There's overwhelming evidence, in fact, that it's untrue that "If people want to die by suicide, we can't stop them." Una's no-nonsense yanking of Red Cross from Despair's cave is, here too, a model. Studies have repeatedly shown that when suicide-prevention barriers are added to a bridge, the number of suicides from that bridge drops, and the number of suicides from other bridges nearby does not rise. After 1963, Joiner reports, suicides in Britain dropped by a third merely because that year "Britain switched from coke gas to natural gas for domestic use" and "coke gas is far more lethal." The rates didn't rise again later. Similarly, when Britain outlawed packages of acetaminophen and aspirin containing more than 32 pills, deaths by overdose of those drugs dropped 22 percent, and that decrease, too, became permanent. After Australia banned automatic and semi-automatic weapons in 1996, suicide by firearms dropped from about 492 yearly to 247, and no increases in other methods of death was observed.

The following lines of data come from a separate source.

PR #1646, opened 2021-12-23
Aarch64: report atomic hwcap in program aux vector

sanderssj:
The dynamic linker can use the cpu's capabilities as reported in the aux vector
pushed onto the program's initial stack to generate additional subdirectories
to search when looking for dynamic libraries. This allows glibc to load hardware
optimized versions of a library when available. On the aarch64 platform, glibc
checks for atomic instructions on the cpu to prefer those versions, located in
/usr/lib/aarch64-linux-gnu/atomics. If the filesystem only contains the atomics
version but atomics are not reported in hwcaps, the dynamic library loading
will fail as the atomics subdirectory will not be checked.

In order to focus on correctly loading dynamic libraries on aarch64, this PR only
implements reporting hwcaps on the aux vector only for aarch64, and
only for the atomic capability, which is the only one required to generate
the desired set of dynamic library search paths. Broader cpu feature checking
is possible now, but without hardware acceleration those features are likely
emulated and there's currently not an obvious benefit to reporting them at this time.


francescolavra (commented):
LGTM

wjhun (approved):
LGTM

PR #1647, opened 2021-12-23
syscalls: truncate: fix call to filesystem_put_node()

francescolavra:
filesystem_put_node() should be called only if the previous call to filesystem_get_node() was successful, otherwise the filesystem reference count is wrongly decremented (and the filesystem lock is wrongly released if held by another thread).


wjhun (approved):
LGTM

Everyone who attempts suicide is ambivalent, Joiner believes, and therefore apparently contingent factors can be decisive, such as  access to means and minor positive or negative social signals. The person contemplating suicide isn't seeing the big picture, and this is why only about a quarter leave notes, and why those few notes tend to focus on practical, short-term matters, like where to find the keys to the car. Joiner refers to this as "cognitive constriction," and Red Cross certainly falls into it. He forgets, after all, about a whole dragon.